Fujitsu’s custom chip, the first to use supercomputing extensions to the ARMv8-A instruction set, is set to come into operation with the post-K supercomputer around 2021
Fujitsu has given the first details on a high-end, ARM-based processor it plans to use in an upcoming exascale supercomputer.
Called the A64FX, the chip is being developed from scratch for the “post-K” supercomputer, intended as the successor to the K computer, which set supercomputing records in 2011.
The post-K system, being developed by Fujitsu and Riken, is intended to be up to 100 times faster than the K computer, and is expected to come into operation sometime around 2021.
Exascale systems, those that perform at at least one exaFLOP, or one billion billion calculations per second, represent unexplored territory, with the first such supercomputers expected to come into play around 2020.
Earlier this year researchers at the US Department of Energy’s Oak Ridge National Laboratory broke the exascale barrier, achieving peak throughput of 1.88 exaops while analysing genomic data on the recently launched Summit supercomputer.
The ORNL researchers achieved the breakthrough by using a mixture of high-precision and reduced-precision calculations, which can be carried out at increased speeds.
Fujitsu said it hopes the post-K computer will set a new performance record when it eventually comes online.
At the Hot Chips high-performance processing conference in Silicon Valley this week, the company said the A64FX chip would be the first to adopt the Scalable Vector Extension (SVE), an extension of the ARMv8-A instruction set designed for supercomputing.
Fujitsu was a lead partner collaborating with ARM on the development of SVE, and developed the microarchitecture of the A64FX itself, building on its previous experience with supercomputers, mainframes and UNIX servers.
The chip offers peak performance of more than 2.7 TFLOPS and supports massive parallisation through a new generation of the Tofu interconnect originally developed for the K computer.

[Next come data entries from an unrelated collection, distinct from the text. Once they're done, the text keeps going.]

PR #1761, opened 2023-01-22
Render update

ZehMatt:
To get the ball rolling on decoupling UI


src/OpenLoco/src/Ui/WindowManager.cpp
```diff
@@ -2034,6 +2035,137 @@ namespace OpenLoco::Ui::WindowManager
...
+        bottom = std::min<int16_t>(bottom, w->y + w->height);
+        if (left >= right)
+            return;
+        if (top >= bottom)
+            return;
+
+        // Draw the window in this region
+        Ui::WindowManager::drawSingle(rt, w, left, top, right, bottom);
+
+        for (uint32_t index = Ui::WindowManager::indexOf(w) + 1; index < Ui::WindowManager::count(); index++)
```
AaronVanGeffen, line 2074: As this now resides in the WindowManager namespace, this can be simplified to remove the `Ui::WindowManager`` prefixes, right?

AaronVanGeffen (commented):
Exciting to see this being worked on. The changes look sensible to me; just a minor tidbit to address, as far as I'm concerned.

src/OpenLoco/src/Ui/WindowManager.cpp
ZehMatt: You are right, ill address that. Small oversight from just copying it over.

AaronVanGeffen (approved):

duncanspumpkin (approved):

PR #1766, opened 2023-01-24
Introduce render context

### LINKED ISSUE #1762: Refactor software specific drawing functions from Gfx into SoftwareDrawingEngine
Since most functions are actually software drawing routines it should go in the SoftwareDrawingEngine, when the user wants to draw things then the renderer should provide a drawing context that abstracts the internals into a unified interface.

ZehMatt:
Closes #1762


ZehMatt:
I will have to get this a bit cleaner, instead of passing around the render target it should now pass the render context which holds an active render target, that will eliminate all the temporary getRenderContext calls.

ZehMatt:
Unfortunately I can't refactor the RenderTarget argument just yet, there are some external functions that are missing and there might be shared use of the global render target instance. This has to do as a first pass until the rest is solved.

src/OpenLoco/src/Drawing/SoftwareDrawingContext.cpp
```diff
@@ -0,0 +1,1709 @@
...
+            regs.bx = top;
+            regs.cx = right;
+            regs.dx = bottom;
+            regs.ebp = colour;
+            regs.edi = X86Pointer(&rt);
+            call(0x00452DA4, regs);
+        }
+    } // Impl
+
+    void SoftwareDrawingContext::clear(Gfx::RenderTarget& rt, uint32_t fill)
```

It features low power consumption, mainframe-class reliability and supports a wide range of applications, Fujitsu said.
Its high memory bandwidth and high-performance stacked memory allows it to efficiently use the chip’s high-functional CPUs for greater performance.
The chip performs at 2.7 TFLOPS for double-precision, 64-bit floating point operations, with twice the rate for single-precision, 32-bit and four times that figure for half-precision, 16-bit operations.
This means that, as with the Summit system, researchers can use single or half-precision operations to achieve faster results.
Support for high-performance 16-bit and 8-bit integer operations means the chip can be used for a wide range of applications, including big data and AI processing, as well as the complex simulations usually associated with supercomputers.
Fujitsu said the system is also intended for simulations in fields such as health and longevity, disaster prevention and manufacturing and industry.